_Your task_: Which lines run from the line with "(diff shortened: 2 of 17 files shown)" through the line with "1. On Compute" in the entries below? Print them exactly, both ends included, and nothing more.

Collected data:
Issue #4249, opened 2026-04-20
Agents can't use Manual Run


shiroyasha:
<img width="1500" height="800" alt="Image" src="https://github.com/user-attachments/assets/efbadd59-e666-467a-bd3a-6ce4006ba333" />

PR #4305, opened 2026-04-21
feat: add manual run cli command

### LINKED ISSUE #4298: CLI: programmatic run and event replay for canvases
### Context
Agents iterating on canvases cannot close the verification loop autonomously today.

### Observed behavior
After editing and deploying YAML, test execution still requires a human to click **Run** in the UI and report results back.

Also, manual-trigger payloads can differ from real `github.onPush` payloads (nesting/shape differences), causing avoidable bugs (e.g. triple nesting like `root().data.data.data`).

### Suggested improvement
Add CLI command such as:

```bash
superplane canvases run <canvas-id> --trigger <trigger-id> [--template <name> | --payload <file>]
```

Bonus:

```bash
--replay <event-id>
```

to re-fire a real historical event and avoid template-vs-real payload mismatch.

### Why this matters
Enables fully agentic test loops and speeds iteration significantly.

re-pixel:
Resolves the issue: https://github.com/superplanehq/superplane/issues/4249
Partially resolves https://github.com/superplanehq/superplane/issues/4298

### Summary

Gives external agents (and users) a first-class way to fire a canvas's Manual Run (start) trigger from the CLI, instead of having to discover and call the trigger hook API directly. This is the CLI equivalent of clicking the "Run" button in the UI.

```
superplane canvases run <canvas> \
  --node <start-node-id> \
  --template <template-name> \
  [--payload '<json-or-file>']
```
### CLI (canvases run)

- Resolves the canvas by name or ID, validates the target node is a start trigger, and validates the template name exists on the node (listing available templates on mismatch).
- Invokes the trigger's run hook with the template name and optional payload override.
- Returns actionable errors for common failure modes: node not found, node is not a trigger, trigger isn't start, unknown template name, invalid JSON, array payloads.

UI (emit modal)

When running from a template button, the modal now receives the templateName, skips the channel selector, and shows a focused "Run trigger" UX with contextual title, description, and toast messages.


lucaspin:
@re-pixel this pull request is doing too much at once so it's a bit hard to review. I can see us splitting this into multiple PRs a bit:
1. Update the manual trigger to have hooks and the UI to use the hooks API to execute it.
1. Remove the EmitNodeEvent endpoint. This will require us to add a new endpoint for re-emitting a trigger event, because the UI is currently using EmitNodeEvent too.
2. Update the CLI

re-pixel:
> @re-pixel this pull request is doing too much at once so it's a bit hard to review. I can see us splitting this into multiple PRs a bit:
> 
> 1. Update the manual trigger to have hooks and the UI to use the hooks API to execute it.
> 2. Remove the EmitNodeEvent endpoint. This will require us to add a new endpoint for re-emitting a trigger event, because the UI is currently using EmitNodeEvent too.
> 3. Update the CLI

@lucaspin here is the first PR https://github.com/superplanehq/superplane/pull/4503

PR #4307, opened 2026-04-21
fix: detect integration binding changes in workflow publish state

### LINKED ISSUE #4225: Integration swap not detected for publish
**Description:**  
Changing which integration instance a component uses (e.g. GitHub) is not treated as a draft change versus live, so **Publish** stays disabled and users cannot ship the update.

**Steps to reproduce:**  
1. Add two GitHub integrations (e.g. github1, github2).  
2. Add a GitHub component bound to github1.  
3. Publish the canvas.  
4. Edit the canvas and change the component's integration from github1 to github2.  
5. Observe: Publish remains disabled even though the binding changed.

**Expected / Actual:**  
Expected: Draft differs from live → Publish enabled (or change request flow). Actual: No draft-vs-live graph diff for this edit → Publish stays disabled.

forestileao:
## Summary

Closes: https://github.com/superplanehq/superplane/issues/4225

Fixes a frontend issue where changing a node’s integration binding was not treated as a draft change, so the `Publish` button could stay disabled or fail to recognize the update correctly.

## Problem

When a user changed a component or trigger from one integration instance to another, the draft/live diff logic did not correctly detect that integration-binding change.

As a result:
- the draft was treated as unchanged
- `Publish` did not reliably reflect that there was something to publish

## Fix

- Updated workflow diff/signature comparison so integration binding changes are detected correctly.
- Normalized integration comparison to use the comparable integration identity instead of UI-only integration object differences.
- Reused the same integration comparison helper across workflow diff code.

### DIFF
--- a/web_src/src/pages/workflowv2/VersionNodeDiff.tsx
+++ b/web_src/src/pages/workflowv2/VersionNodeDiff.tsx
@@ -6,6 +6,7 @@ import { Diff, Hunk, parseDiff } from "react-diff-view";
 import { useMemo } from "react";
 import * as yaml from "js-yaml";
 import "react-diff-view/style/index.css";
+import { getComparableIntegrationId } from "./utils";
 import { WorkflowMarkdownPreview } from "./WorkflowMarkdownPreview";
 
 export function buildInitials(name?: string): string {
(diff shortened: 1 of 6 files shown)


forestileao:
👍

PR #4308, opened 2026-04-21
feat: persist agent run and restore chat state after disconnect

### LINKED ISSUE #4104: Agent: persist run when sidebar closes
**Problem:**  
If the user sends a prompt and the agent is still working, **closing the chat** (sidebar, navigating away) or **refreshing the page** appears to **abort** the run. Progress and partial results feel **lost** instead of continuing server-side.

**Current vs proposed:** **Current:** In-flight agent work is tied to the open UI session; leaving stops the experience. **Proposed:** Agent execution **continues on the server**; when the user returns, they see the same chat with **status, partial output, and final result** (or errors), same as resuming a long-running job.

**Use case:**  
Long builds, pattern search, or multi-step flows where users should not lose work when they dismiss the panel or reload accidentally.

0vertake:
## Summary

Agent execution now continues on the server after the user closes the
sidebar or refreshes the page. When they return they see the same chat
in the same state — spinner if the run is still in progress, streamed
messages as they arrive, and the canvas-change proposal once the run
finishes.

## What changed

**Python agent (`agent/`)**
- `_run_agent_to_queue` runs the agent as an independent `asyncio.Task`,
  fully decoupled from the SSE connection. Closing the browser tab no
  longer cancels the underlying AI call.
- New `latest_run_status` column on `agent_chats` (`running` →
  `completed` / `failed`). Set atomically by `create_agent_chat_run`,
  `update_run_usage`, and `mark_run_failed`.
- `mark_run_failed` is called on task error and also as a fallback if
  `update_run_usage` fails, so the DB never stays stuck at `running`.
  Guarded against overwriting a `completed` status.
- `reset_stale_running_chats()` runs at startup to flip any chats left
  `running` by a previous crash or OOM kill.
- `proposal` JSON persisted on each assistant message so the
  canvas-change approval UI survives a refresh.
- `ActiveStreamTracker` ownership transferred to the background task on
  disconnect so graceful shutdown waits for real agent completion, not
  just the SSE connection lifetime.
- SSE queue consumer changed from a busy-poll loop (100 wakeups/s) to
  `asyncio.wait_for(queue.get(), timeout=0.1)`.

**Proto / Go (`protos/`, `pkg/`)**
- `proposal` added to `AgentChatMessage` (field 7).
- `latest_run_status` added to `AgentChatInfo` / `ChatInfo` (field 4).
- Mapped through `describe_agent_chat`, `list_agent_chats`, and
  `list_agent_chat_messages`.

**Frontend (`web_src/`)**
- `extractPendingProposalFromApiMessages` parses the persisted proposal
  from loaded messages.
- `useLoadChatConversation` fetches messages and sessions in parallel;
  restores the spinner when `latestRunStatus === "running"` and the
  proposal when the run is done.
- New `usePollForMessages` hook polls every 2 s when a run is in progress
  but no SSE stream is active. Skips ticks while the tab is hidden;
  fires immediately on tab focus via `visibilitychange`.
- `currentChatId` lifted into `useAgentState` so canvas changes
  correctly reset it.

## Test plan

- [x] Send a prompt that triggers a canvas-change proposal. While the
  agent is thinking, refresh the page and navigate back to the chat.
  Verify the spinner shows and the proposal appears when the run finishes.
- [x] Send a simple prompt ("what nodes are on my canvas?"), get a
  response, refresh. Verify the conversation is restored.
- [x] Open a chat mid-run and switch to another browser tab while the
  agent works. Verify no polling requests fire while the tab is hidden,
  and messages appear promptly when you switch back.
  
  Closes #4104

### DIFF
--- a/agent/db/migrations/20260421120636_add-latest-run-status-to-agent-chats.up.sql
+++ b/agent/db/migrations/20260421120636_add-latest-run-status-to-agent-chats.up.sql
@@ -1,0 +1,2 @@
+ALTER TABLE agent_chats
+    ADD COLUMN latest_run_status TEXT NOT NULL DEFAULT '';
--- a/agent/db/migrations/20260421120636_add-latest-run-status-to-agent-chats.up.sql
+++ b/agent/db/migrations/20260421120636_add-latest-run-status-to-agent-chats.up.sql
@@ -1,2 +1,5 @@
 ALTER TABLE agent_chats
     ADD COLUMN latest_run_status TEXT NOT NULL DEFAULT '';
+
+ALTER TABLE agent_chat_messages
+    ADD COLUMN proposal TEXT;
--- a/agent/db/structure.sql
+++ b/agent/db/structure.sql
@@ -45,7 +45,8 @@ CREATE TABLE public.agent_chat_messages (
     message jsonb NOT NULL,
     created_at timestamp with time zone DEFAULT now() NOT NULL,
     updated_at timestamp with time zone DEFAULT now() NOT NULL,
-    run_id uuid
+    run_id uuid,
+    proposal text
 );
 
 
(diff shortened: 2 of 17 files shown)


shiroyasha:
The PR is good, but I'm closing everything related to the old agent system.

Issue #3453, opened 2026-03-13
[Oracle Cloud] Base


AleksandarCole:
### Description
Create a SuperPlane integration for Oracle Cloud Infrastructure (OCI) and two starter components (one trigger, one action) so users can build workflows across Oracle Cloud services in SuperPlane. 

### First Components 

1. On Compute Instance Created (Trigger)                                                                                                                              
                                                              
Emits when a new OCI Compute instance reaches RUNNING state. The trigger should use the appropriate OCI event source — OCI Events Service with a rule matching com.oraclecloud.computeapi.launchinstance.end — and emit the instance creation payload to start SuperPlane workflow executions.

2. Create Compute Instance (Action)                             

Provision a new OCI Compute instance and return the instance OCID, display name, lifecycle state, public/private IP addresses, shape, availability domain, and key metadata.

shiroyasha:
@AleksandarCole what is the correct state of this issue?

shiroyasha:
Based on the state of the PR, this is closed.

PR #4321, opened 2026-04-22
feat: add Oracle Cloud Infrastructure (OCI) base integration

felixgateru:
Implements: #3453

## What changed:

Added a new  Oracle Cloud Infrastructure (OCI) integration to SuperPlane, including:

An OCI integration that authenticates via API Key (RSA private key + fingerprint) and provisions a shared OCI Notifications (ONS) topic on setup
A Create Compute Instance action component that launches an OCI Compute instance 
An On Compute Instance Created trigger that fires when a compute instance launch completes in a configured compartment

## Why:

OCI is a required cloud provider. SuperPlane previously had no OCI support.

### Backend:

Created integration lifecycle: validates credentials, creates/deletes a shared ONS topic  and exposes OCI resources 
Added  async create instance action which launches instance and polls until RUNNING 
Added trigger that  creates a per-node OCI Events rule  and emits oci.computeInstanceCreated events

### Frontend:

Created mapper files for both components (create_compute_instancets and on_create_compute_instance) with node metadata, execution details, and event state rendering.
Added corresponding TypeScript interfaces in types.ts
Registered all mappers and event state registries in index.ts.

## Demo
https://youtu.be/tCNnrOvumxs

### Authentication
The integration works by using the OCI API which provides the required functionality for CRUD operations on the resources provided by OCI. For authentication the API request require to be signed with the userOCID, tenant OCID, fingerprint and secret key. These are required when setting up the integration but are easily copied from a configuration file presented by the OCI dashboard as shown below:
image
 The instructions to obtain these values is provided when setting up the integration as shown below:
 
image

### Webhooks
To receive webhooks OCI requires a custom URL subscription to an existing Topic where events are published using Rules. On integration setup a topic is created and a webhook URL is used create a subscription to the topic.
When a trigger component is created this creates a rule to publish events of the related trigger to the topic.


WashingtonKK (commented):
Image

icon is missing here

pkg/integrations/oci/on_compute_instance_created.go
```diff
@@ -0,0 +1,291 @@
...
+			return http.StatusOK, nil, nil
+		}
+	}
+
+	if err := ctx.Events.Emit(OnComputeInstanceCreatedPayloadType, envelope); err != nil {
+		return http.StatusInternalServerError, nil, fmt.Errorf("failed to emit event: %w", err)
+	}
+
+	return http.StatusOK, nil, nil
+}
```
forestileao, line 269: let's split this logic in some functions

forestileao (approved):

PR #4322, opened 2026-04-22
feat(canvas): add 'c' keyboard shortcut to open the add-component panel

### LINKED ISSUE #1613: Keyboard shortcut to open add new component panel
- press `c`
- components panel opens
- search input is autofocused
- I can type something like 'filt' and press return for a component to be dropped on the canvas

AlgusDark:
## Summary

Closes: https://github.com/superplanehq/superplane/issues/1613

Adds a keyboard-first path to add a new component to the canvas:

- Pressing **c** opens the **Add component** panel (same side-effect as clicking the `+` button).
- The filter input inside the panel is auto-focused, so the user can start typing immediately.
- Pressing **Enter** drops the first matching component at the viewport center. 

Before (mouse only):

1. Aim for the `+` button. 
2. Click. 
3. Click search box. 
4. Type. 5. Click the result.

After (keyboard):

1. Press `c`. 
2. Type. 
3. Press `Enter`.

## Design notes

- **Active only in editor mode.** The shortcut mirrors the visibility rules of the `+` button: disabled when `readOnly`, in `version-live` mode, when `hideAddControls` is true, or when the component inspector (right-side sidebar) is already open. We did _not_ fold these into a single \"is add-button visible\" prop on purpose — the shortcut and the button can reasonably diverge (e.g. we want `c` off while inspecting a node, but the `+` button is still rendered there).
- **No visible failure indicator**: empty filter, no-match filter, or an already-open panel are all silent no-ops.
- **Safe around text input.** The global listener ignores events coming from `<input>`, `<textarea>`, `<select>`, `[contenteditable=\"true\"]`, or any `.monaco-editor` descendant, so `c` never eats typed characters in forms, YAML editors, etc.
- **Modifier-free.** `Cmd/Ctrl/Alt + c` is passed through untouched (so browser copy still works).
- **No tooltip/keycap yet.** That's worth its own PR, it needs a reusable `<Kbd />` and a keyboard-shortcut discovery convention.

## Manual verification

- [x] Press \`c\` in editor mode → Add component panel opens and filter input is focused.
- [x] Type a few chars → press \`Enter\` → first matching block drops at viewport center.
- [x] Panel already open → \`c\` does nothing.
- [x] Focus an \`<input>\` / textarea / YAML editor → \`c\` types the literal character.
- [x] \`Cmd+c\` still copies; \`Ctrl+c\` still works.
- [x] In version-live / read-only → \`c\` does nothing.
- [x] Component inspector open → \`c\` does nothing (fixed in commit 6).


lucaspin (approved):

lucaspin:
@AlgusDark code looks great! I agree that we need to a bit more keyboard-friendly, and this is a very good first step. Thanks for this one!

Issue #5462, opened 2026-06-14
DB: N+1 query in SerializeCanvasVersion — FindMaybeDeletedUserByID called per version


superleomori:
## Problem

`SerializeCanvasVersion` calls `models.FindMaybeDeletedUserByID` for each version being serialized. When serializing a list of versions, this results in an N+1 DB query pattern — one extra query per version to resolve the owner name.

```go
func SerializeCanvasVersion(version *models.CanvasVersion, organizationID string) *pb.CanvasVersion {
    var owner *pb.UserRef
    if version.OwnerID != nil {
        ownerID := version.OwnerID.String()
        ownerName := ""
        if user, err := models.FindMaybeDeletedUserByID(organizationID, ownerID); err == nil && user != nil {
            ownerName = user.Name
        }
        owner = &pb.UserRef{Id: ownerID, Name: ownerName}
    }
    ...
}
```

## Impact

- `ListVersions` and any other endpoint serializing multiple `CanvasVersion` records fires N extra DB queries
- Contributes directly to the high query volume and slow response times observed on `ListVersions` (~500ms+)

## Fix

Pre-load user data before serialization — resolve all unique owner IDs in a single batch query, then pass the resolved map into the serializer instead of querying per-item.

PR #5477, opened 2026-06-15
fix: Eliminate N+1 queries for canvas version listing

shiroyasha:


shiroyasha:
fixes https://github.com/superplanehq/superplane/issues/5462

Issue #5425, opened 2026-06-13
Stability: MaybeFinalizeRunInTransaction can lead to deadlocks — needs redesign


superleomori:
## Problem

`MaybeFinalizeRunInTransaction` has a design that can lead to deadlocks under concurrent execution. Run finalization needs to be redesigned to be safe under concurrency.

## Reported by

Lucas Pinheiro

## Next Steps

- Review `MaybeFinalizeRunInTransaction` for lock ordering issues, competing transactions, or unsafe concurrent access patterns
- Redesign the finalization logic to be deadlock-safe (e.g. consistent lock ordering, optimistic locking, or moving finalization out of the transaction entirely)

PR #5479, opened 2026-06-15
fix: skip run finalization check if not needed

lucaspin:
Related to https://github.com/superplanehq/superplane/issues/5425

No need to check if run is finished - locking it and blocking other transactions from creating new events, executions, queue items - if we just produced records (pending events or queue items) that would result in a non-finished run after the check. This is just a quick optimization to see how the numbers behave. Run finalization is still not great.


lucaspin:
👍

PR #5485, opened 2026-06-15
fix: use extended log entry when logging errors in EventRouter

lucaspin:
We should use the logger created with `logging.ForEvent(w.logger, event)` when logging errors in EventRouter


lucaspin:
👍

PR #5488, opened 2026-06-15
chore: Lint snake_case component configuration fields

### LINKED ISSUE #5247: Linter: warn when configuration fields use snake_case instead of camelCase
## Context

Configuration fields in canvas YAML should use camelCase, but it is easy to accidentally write snake_case (e.g. `my_field` instead of `myField`). There is currently no tooling to catch this.

## Request

Add a linter rule (CLI or CI check) that:
- Scans canvas YAML configuration fields
- Warns or errors when a field name uses snake_case instead of camelCase

## Why

- Prevents silent misconfiguration (snake_case fields may be silently ignored or cause unexpected behavior)
- Enforces a consistent naming convention across canvases
- Catchable at `superplane canvases update` time or in CI before a canvas is applied

shiroyasha:
## Summary
- Adds a linter that scans registered component, trigger, widget, and integration **configuration field definitions** for snake_case names
- Runs in CI via `make check.configuration.fields`
- Grandfathers 50 existing violations in `.configuration-fields-baseline.txt` (mostly runner components)
- Closes #5247

This targets Go `configuration.Field` names when building components and integrations — not canvas YAML user config.

New snake_case field names fail CI unless the baseline is updated. Each issue suggests the camelCase equivalent (e.g. `execution_mode` → `executionMode`).

## Test plan
- [ ] `make test PKG_TEST_PACKAGES=./pkg/lint/configurationfields` passes
- [ ] `make check.configuration.fields` passes
- [ ] Adding a new snake_case field to a component `Configuration()` fails CI
- [ ] Existing runner fields remain allowed via baseline until migrated


.configuration-fields-baseline.txt
```diff
@@ -0,0 +1,51 @@
+# Configuration fields on components, triggers, widgets, and integrations must use camelCase.
+action:display:configuration[2]:color_expression
```
lucaspin, line 2: This is not related to this, but leaving a comment here, since it's where I saw it for the first time: a weird that we append *expression on some field names too. No need to do that, expressions should be usable mostly everywhere. No need to append that in that configuration field name

shiroyasha:
Agreed — the `*expression` suffix on field names is a separate cleanup. This PR only flags snake_case; happy to track that naming separately.

PR #5492, opened 2026-06-15
fix: suppress stale agent draft auto-open toast

forestileao:
## Summary
- Keep the DraftActionsWidget publish flow unchanged.
- Suppress the stale agent-draft unavailable toast when background auto-open finds a draft was already published.
- Add regression coverage for the auto-open race.

## Validation
- npm run test:run -- src/pages/app/useAgentDraftEditor.spec.tsx
- make check.build.ui


forestileao:
👍

PR #5497, opened 2026-06-15
feat: add Anthropic agent memory stores

forestileao:
## Summary
- add org-scoped experimental feature flag support for Anthropic managed-agent memory stores
- persist user+canvas scoped memory-store mappings and attach them to new/recovered provider sessions
- keep memory provisioning fallback-safe, avoid provider calls inside DB transactions, and prepare mappings for existing sessions
- fix Anthropic memory-store creation endpoint to `/memory_stores`

## Tests
- `make format.go`
- `make test PKG_TEST_PACKAGES="./pkg/agents ./pkg/agents/anthropic ./pkg/models ./pkg/features"`
- `make lint`
- `make check.build.app`

### DIFF
--- a/pkg/agents/service.go
+++ b/pkg/agents/service.go
@@ -7,22 +7,26 @@ import (
 	"fmt"
 	"hash/fnv"
 	"strings"
+	"sync"
 	"time"
 
 	"github.com/google/uuid"
 	log "github.com/sirupsen/logrus"
 	"github.com/superplanehq/superplane/pkg/authorization"
 	"github.com/superplanehq/superplane/pkg/database"
+	"github.com/superplanehq/superplane/pkg/features"
 	"github.com/superplanehq/superplane/pkg/grpc/actions/messages"
 	"github.com/superplanehq/superplane/pkg/models"
 	"gorm.io/gorm"
+	"gorm.io/gorm/clause"
 )
 
 var ErrSessionForbidden = errors.New("agent session is owned by another user")
 
 type Service struct {
-	provider Provider
-	auth     authorization.Authorization
+	provider         Provider
+	auth             authorization.Authorization
+	memoryStoreLocks sync.Map
 }
 
 func NewService(provider Provider, auth authorization.Authorization) *Service {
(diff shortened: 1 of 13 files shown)


pkg/agents/service.go
```diff
@@ -397,6 +460,228 @@ func (s *Service) installRecoveredProviderSession(stale *models.AgentSession, pr
 	return recovered, nil
 }
 
+const (
+	agentMemoryStoreDescription  = "Durable SuperPlane agent memory for one user and one canvas. Store user preferences, project conventions, useful lessons, and prior mistakes. Do not store secrets, credentials, raw prompts, or large canvas YAML snapshots."
```
mchalapuk: shouldn't this say "one app"?

pkg/agents/service.go
```diff
@@ -397,6 +460,228 @@ func (s *Service) installRecoveredProviderSession(stale *models.AgentSession, pr
...
+	agentMemoryStoreInstructions = "Use this memory only for durable lessons, user preferences, app-specific conventions, and prior mistakes that will help future SuperPlane agent sessions for this same user and canvas. Do not store secrets, credentials, raw user prompts, API tokens, or large canvas YAML snapshots."
```
mchalapuk: And what draft are you working with?

mchalapuk: Are you sure about credentials and API tokens?

mchalapuk (commented):
I think we need specific instructions for the agent about using memory to store draft id somewhere in the system prompt.

forestileao:
Addressed Maciej's memory prompt feedback in 3587fb15: added a Durable Memory Store section to the system prompt, changed scope wording to one user + one app, instructed the agent to store the latest private draft/version ID returned by superplane_app as a hint, and clarified that secret values/credentials/API tokens must not be stored.

forestileao:
Closing this for now. After reviewing the current session model, memory stores do not directly solve the draft-selection problem: we keep one SuperPlane agent session per user + app, so Claude's managed-agent session already carries normal working context. The draft concern is better handled in the tool contract by letting update_draft receive a draft/version ID and validating it server-side. I am replacing this with a smaller targeted change around draft selection.

PR #5503, opened 2026-06-15
fix: no need to publish execution message in EventRouter

lucaspin:
Remove legacy CanvasExecutionMessage publishing from EventRouter — it only existed for blueprint parent completion, which was removed last week; for normal workflows it duplicated what NodeExecutor already publishes


lucaspin:
👍

PR #5507, opened 2026-06-16
fix: use dedicated executions exchange

### LINKED ISSUE #5506: Use a separate exchange for executions
We are using the canvas-exchange for everything (events, executions, runs, organization-related events, queue items, notifications), using separate routing keys for each event type. That is weird, and doesn't allow workers to subscribe only to the specific events they need. For example, NodeExecutor only needs to listen to `execution.pending` events, but it gets all messages, and has to load the execution and check if it is finished. More efficient to just use an executions exchange, and subscribe to `execution.pending` events instead.

lucaspin:
Fixes https://github.com/superplanehq/superplane/issues/5506


lucaspin:
👍

Issue #5377, opened 2026-06-12
Processing: deadlock detected (SQLSTATE 40P01) issues


lucaspin:
See [this Discord message](https://discord.com/channels/1409914582239023200/1513515878480875540/1514744297012986167) for more details.

lucaspin:
This is probably caused by https://github.com/superplanehq/superplane/issues/5425

lucaspin:
No deadlocks since the deployment of https://github.com/superplanehq/superplane/pull/5508:

PR #5508, opened 2026-06-16
fix: move run finalization to RunFinalizer worker

lucaspin:
Related to https://github.com/superplanehq/superplane/issues/5377

The way we are finalizing runs can lead to deadlocks, as multiple workers can lock the workflow_run in different order, and in different transactions. Here, we move the run finalization logic to a new RunFinalizer worker.

### Other changes

RunFinalizer needs to react to terminal events - events that produced no queue items. Taking the opportunity here to also move the RabbitMQ events related to app events to a dedicated exchange, while adding the new event.terminal event.


AleksandarCole:
/docs-agree

@lucaspin ignore the next comments - testing my SP app.

lucaspin:
👍

Issue #5514, opened 2026-06-16
Perf: Authorization tail latency — p99 still hitting 300-400ms despite p50 at ~1ms


superleomori:
## Problem

Authorization p50 is comfortably at ~1ms, but the **p99 can still spike to 300-400ms**. This tail latency adds directly to the worst-case response time for every authenticated request.

## Impact

- Users at the p99 experience 300-400ms of latency just from auth — before any business logic runs
- Makes it hard to hit overall p99 targets for API endpoints

## Investigation

- Identify what causes the auth tail — likely intermittent DB latency, cache misses, or lock contention on permission lookups
- Check if the p99 spikes correlate with DB load spikes or specific permission check paths
- Consider adding a per-request auth cache to eliminate repeat lookups within a request lifecycle

## Related

- #5470 (Reduce authorization duration — overall auth optimization)

PR #5516, opened 2026-06-16
fix: cache allowed organization permission checks in auth interceptor

shiroyasha:
## Summary
- Add `organization_permissions.go` with the same cache semantics as experimental features: trust cached **allowed** for 15 minutes; reload from Casbin on miss or cached denied.
- Wire the gRPC authorization interceptor through `checkOrganizationPermission` instead of calling `CheckOrganizationPermission` directly.
- Keep `AuthService.CheckOrganizationPermission` uncached so role-management tests and other callers still hit Casbin immediately.

## Test plan
- [x] `make test PKG_TEST_PACKAGES=./pkg/authorization/...`
- [ ] Confirm `auth.check_permission` Casbin SQL spans drop on repeated canvas/org requests for the same user


shiroyasha:
related https://github.com/superplanehq/superplane/issues/5514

_Answer box_:
(diff shortened: 2 of 17 files shown)


shiroyasha:
The PR is good, but I'm closing everything related to the old agent system.

Issue #3453, opened 2026-03-13
[Oracle Cloud] Base


AleksandarCole:
### Description
Create a SuperPlane integration for Oracle Cloud Infrastructure (OCI) and two starter components (one trigger, one action) so users can build workflows across Oracle Cloud services in SuperPlane. 

### First Components 

1. On Compute Instance Created (Trigger)                                                                                                                              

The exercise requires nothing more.